**Work to be completed**
Restate, word for word, every line of the data.

=== Information supplied ===

PR #7252, opened 2016-12-13
only tries to re-send Rogue failed tasks if tries is less than 5

chloealee:
#### What's this PR do?
- Limits cron job to 5 tries when re-sending Rogue failed tasks in `dosomething_rogue_failed_task_log`.
- Fixes formatting.

- Change the Rogue API to something incorrect so failed jobs will continue failing when running the cron job.
- Run the cron job. The `tries` column should increment by one. 


chloealee:
Closing this PR - adding this to #7250

PR #7530, opened 2018-05-15
Create node_modules dir in forge dir and cp node_modules/susy to this directory

mirie:
#### What's this PR do?
Context:

We still have a build issue (issue with Forge and susy dependency):

alt text

From @DFurnes:
> NPM 2.x nested `node_modules` within the modules that depended on the package. From 3.x onwards, dependencies are all flattened in a single `node_modules` directory.
Unfortunately that path is inside a vendored `forge.scss` file, and we expect Webpack as our bundler in newer releases of Forge.

This fix creates the `node_modules` directory in the forge directory and copies over the `susy` directory to this location.

Hmmmm, untested because I can’t get a local build working! @_@

#### Relevant Tickets
https://github.com/DoSomething/devops/issues/406

### DIFF
--- a/bin/ds
+++ b/bin/ds
@@ -421,6 +421,9 @@ function grunt {
     eval "/usr/bin/npm install"
   fi
 
+  mkdir ./node_modules/@dosomething/forge/node_modules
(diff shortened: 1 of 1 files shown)


DFurnes (approved):
🤞 🔨

PR #7532, opened 2018-05-16
Pinned messagebroker-phplib to version 0.2.9

mirie:
#### What's this PR do?
Need to pin to this older version of messagebroker-phplib because the method DoSomething\MessageBroker\MessageBroker::publishMessage() that’s being called in message_broker_producer.module doesn’t exist in the newer version of this library @_@

#### Relevant tickets
Related to https://github.com/DoSomething/devops/issues/406


blisteringherb (approved):
Ah ha! Makes sense! 👍

PR #7534, opened 2018-05-24
Remove field dependencies

sbsmith86:
#### What's this PR do?

The PR attempts to start cleaning up dependencies we have on `dosomething_user_get_field()` which grabbed fields from the PA DB.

===

**Answer section**
PR #7252, opened 2016-12-13
only tries to re-send Rogue failed tasks if tries is less than 5

chloealee:
#### What's this PR do?
- Limits cron job to 5 tries when re-sending Rogue failed tasks in `dosomething_rogue_failed_task_log`.
- Fixes formatting.

- Change the Rogue API to something incorrect so failed jobs will continue failing when running the cron job.
- Run the cron job. The `tries` column should increment by one. 


chloealee:
Closing this PR - adding this to #7250

PR #7530, opened 2018-05-15
Create node_modules dir in forge dir and cp node_modules/susy to this directory

mirie:
#### What's this PR do?
Context:

We still have a build issue (issue with Forge and susy dependency):

alt text

From @DFurnes:
> NPM 2.x nested `node_modules` within the modules that depended on the package. From 3.x onwards, dependencies are all flattened in a single `node_modules` directory.
Unfortunately that path is inside a vendored `forge.scss` file, and we expect Webpack as our bundler in newer releases of Forge.

This fix creates the `node_modules` directory in the forge directory and copies over the `susy` directory to this location.

Hmmmm, untested because I can’t get a local build working! @_@

#### Relevant Tickets
https://github.com/DoSomething/devops/issues/406

### DIFF
--- a/bin/ds
+++ b/bin/ds
@@ -421,6 +421,9 @@ function grunt {
     eval "/usr/bin/npm install"
   fi
 
+  mkdir ./node_modules/@dosomething/forge/node_modules
(diff shortened: 1 of 1 files shown)


DFurnes (approved):
🤞 🔨

PR #7532, opened 2018-05-16
Pinned messagebroker-phplib to version 0.2.9

mirie:
#### What's this PR do?
Need to pin to this older version of messagebroker-phplib because the method DoSomething\MessageBroker\MessageBroker::publishMessage() that’s being called in message_broker_producer.module doesn’t exist in the newer version of this library @_@

#### Relevant tickets
Related to https://github.com/DoSomething/devops/issues/406


blisteringherb (approved):
Ah ha! Makes sense! 👍

PR #7534, opened 2018-05-24
Remove field dependencies

sbsmith86:
#### What's this PR do?

The PR attempts to start cleaning up dependencies we have on `dosomething_user_get_field()` which grabbed fields from the PA DB.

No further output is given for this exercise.